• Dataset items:

* * * * *

PR #200, opened 2016-02-27
Pass BEMContext instance as argument to template body

### LINKED ISSUE #171: ES6-sugar for templates
Is it possible to pass node and/or ctx as parameters to matcher/template to use arrow functions in templates:
```js
block('*').match(node => node.url).tag()('a');
block('*').cls()(node => `position${node.position}`);
block('*').content()({ctx} => [ctx.text, applyNext()]);
```

zxqfox:
Fixes #171 

Was not done:
```js
block('*').content()((_, ctx) => [ctx.text, applyNext()]);
```
because it's a sugar for:
```js
block('*').content()({ctx} => [ctx.text, applyNext()]);
```

I'm not sure what's sweeter.

### DIFF
--- a/lib/bemxjst/match.js
+++ b/lib/bemxjst/match.js
@@ -48,7 +48,7 @@ function MatchCustom(template, pred) {
 }
 
 MatchCustom.prototype.exec = function exec(context) {
-  return this.body.call(context);
+  return this.body.call(context, context, context.ctx);
 };
 
 function MatchOnce(template) {
@@ -167,7 +167,7 @@ Match.prototype.push = function push(template) {
 
 Match.prototype.tryCatch = function tryCatch(fn, ctx) {
   try {
-    return fn.call(ctx);
+    return fn.call(ctx, ctx, ctx.ctx);
   } catch (e) {
     this.thrownError = e;
   }
--- a/test/runtime-match-test.js
+++ b/test/runtime-match-test.js
@@ -1,0 +1,62 @@
+var fixtures = require('./fixtures')('bemhtml');
+var test = fixtures.test;
+
+describe('Runtime Match', function() {
+  it('should call body function in BEMContext context', function() {
+    test(function() {
+      block('b').def()(function() {
+        return this.constructor.name;
+      });
+    }, { block: 'b' }, 'ContextChild');
+  });
+
+  it('should pass BEMContext as the first argument', function() {
+    test(function() {
+      block('b').def()(function(ctx) {
+        return ctx.constructor.name;
+      });
+    }, { block: 'b' }, 'ContextChild');
+  });
+
+  it('should pass BEMContext instance to custom mode', function() {
+    test(function() {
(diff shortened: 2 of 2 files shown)


miripiruni:
LGTM

lib/bemxjst/match.js
```diff
@@ -48,7 +48,7 @@ function MatchCustom(template, pred) {
 }
 
 MatchCustom.prototype.exec = function exec(context) {
-  return this.body.call(context);
+  return this.body.call(context, context);
```
sullenor: Just wondering about won't it be more convenient way of usage?

```javascript
return this.body.call(context, context.ctx, context);
```

for

```javascript
block('*').content()(ctx => ['hello, ' + ctx.content]);
```

zxqfox: With destructuring you could do:
```js
block('*').content()({ctx} => ['hello, ' + ctx.content]);
```

sullenor: Yeah, I know that. Still I have a small hope to avoid code compilation step, since destructuring assignment hasn't shipped to node.js yet.

Anyways both variants are good and I vote for this feature.

sullenor:
:+1:

lib/bemxjst/match.js
zxqfox: Chrome 49 and  already has that. https://developer.mozilla.org/en-US/docs/Web/JavaScript/Reference/Operators/Destructuring_assignment#Browser_compatibility

Let's just wait a little ;-)

tadatuta:
rebase is needed

test/runtime-match-test.js
```diff
@@ -0,0 +1,50 @@
...
+    test(function() {
+      block('b').def()(function(ctx) {
+        return ctx.constructor.name;
+      });
+    }, { block: 'b' }, 'ContextChild');
+  });
+
+  it('should pass BEMContext instance to custom mode', function() {
+    test(function() {
+      block('b').mode('custom')(function (ctx) {
```
miripiruni: without space: `function(ctx)`

test/runtime-match-test.js
```diff
@@ -0,0 +1,50 @@
...
+    test(function() {
+      block('b').def()(function(_, json) {
+        return json.foo;
+      });
+    }, { block: 'b', foo: 'bar' }, 'bar');
+  });
+
+  it('should pass json to custom mode', function() {
+    test(function() {
+      block('b').mode('custom')(function (_, json) {
```
miripiruni: without space: `function (_, json)`

miripiruni:
What about `match`?
```js
block('b').match((_, json) => json._myFlag)(…);
```

miripiruni:
@zxqfox ping

zxqfox:
@miripiruni pong

miripiruni:
LGTM

veged:
LGTM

* * * * *

• Exercise details:
What is needed is an exact transcription of every entry.

• Task response:
PR #200, opened 2016-02-27
Pass BEMContext instance as argument to template body

### LINKED ISSUE #171: ES6-sugar for templates
Is it possible to pass node and/or ctx as parameters to matcher/template to use arrow functions in templates:
```js
block('*').match(node => node.url).tag()('a');
block('*').cls()(node => `position${node.position}`);
block('*').content()({ctx} => [ctx.text, applyNext()]);
```

zxqfox:
Fixes #171 

Was not done:
```js
block('*').content()((_, ctx) => [ctx.text, applyNext()]);
```
because it's a sugar for:
```js
block('*').content()({ctx} => [ctx.text, applyNext()]);
```

I'm not sure what's sweeter.

### DIFF
--- a/lib/bemxjst/match.js
+++ b/lib/bemxjst/match.js
@@ -48,7 +48,7 @@ function MatchCustom(template, pred) {
 }
 
 MatchCustom.prototype.exec = function exec(context) {
-  return this.body.call(context);
+  return this.body.call(context, context, context.ctx);
 };
 
 function MatchOnce(template) {
@@ -167,7 +167,7 @@ Match.prototype.push = function push(template) {
 
 Match.prototype.tryCatch = function tryCatch(fn, ctx) {
   try {
-    return fn.call(ctx);
+    return fn.call(ctx, ctx, ctx.ctx);
   } catch (e) {
     this.thrownError = e;
   }
--- a/test/runtime-match-test.js
+++ b/test/runtime-match-test.js
@@ -1,0 +1,62 @@
+var fixtures = require('./fixtures')('bemhtml');
+var test = fixtures.test;
+
+describe('Runtime Match', function() {
+  it('should call body function in BEMContext context', function() {
+    test(function() {
+      block('b').def()(function() {
+        return this.constructor.name;
+      });
+    }, { block: 'b' }, 'ContextChild');
+  });
+
+  it('should pass BEMContext as the first argument', function() {
+    test(function() {
+      block('b').def()(function(ctx) {
+        return ctx.constructor.name;
+      });
+    }, { block: 'b' }, 'ContextChild');
+  });
+
+  it('should pass BEMContext instance to custom mode', function() {
+    test(function() {
(diff shortened: 2 of 2 files shown)


miripiruni:
LGTM

lib/bemxjst/match.js
```diff
@@ -48,7 +48,7 @@ function MatchCustom(template, pred) {
 }
 
 MatchCustom.prototype.exec = function exec(context) {
-  return this.body.call(context);
+  return this.body.call(context, context);
```
sullenor: Just wondering about won't it be more convenient way of usage?

```javascript
return this.body.call(context, context.ctx, context);
```

for

```javascript
block('*').content()(ctx => ['hello, ' + ctx.content]);
```

zxqfox: With destructuring you could do:
```js
block('*').content()({ctx} => ['hello, ' + ctx.content]);
```

sullenor: Yeah, I know that. Still I have a small hope to avoid code compilation step, since destructuring assignment hasn't shipped to node.js yet.

Anyways both variants are good and I vote for this feature.

sullenor:
:+1:

lib/bemxjst/match.js
zxqfox: Chrome 49 and  already has that. https://developer.mozilla.org/en-US/docs/Web/JavaScript/Reference/Operators/Destructuring_assignment#Browser_compatibility

Let's just wait a little ;-)

tadatuta:
rebase is needed

test/runtime-match-test.js
```diff
@@ -0,0 +1,50 @@
...
+    test(function() {
+      block('b').def()(function(ctx) {
+        return ctx.constructor.name;
+      });
+    }, { block: 'b' }, 'ContextChild');
+  });
+
+  it('should pass BEMContext instance to custom mode', function() {
+    test(function() {
+      block('b').mode('custom')(function (ctx) {
```
miripiruni: without space: `function(ctx)`

test/runtime-match-test.js
```diff
@@ -0,0 +1,50 @@
...
+    test(function() {
+      block('b').def()(function(_, json) {
+        return json.foo;
+      });
+    }, { block: 'b', foo: 'bar' }, 'bar');
+  });
+
+  it('should pass json to custom mode', function() {
+    test(function() {
+      block('b').mode('custom')(function (_, json) {
```
miripiruni: without space: `function (_, json)`

miripiruni:
What about `match`?
```js
block('b').match((_, json) => json._myFlag)(…);
```

miripiruni:
@zxqfox ping

zxqfox:
@miripiruni pong

miripiruni:
LGTM

veged:
LGTM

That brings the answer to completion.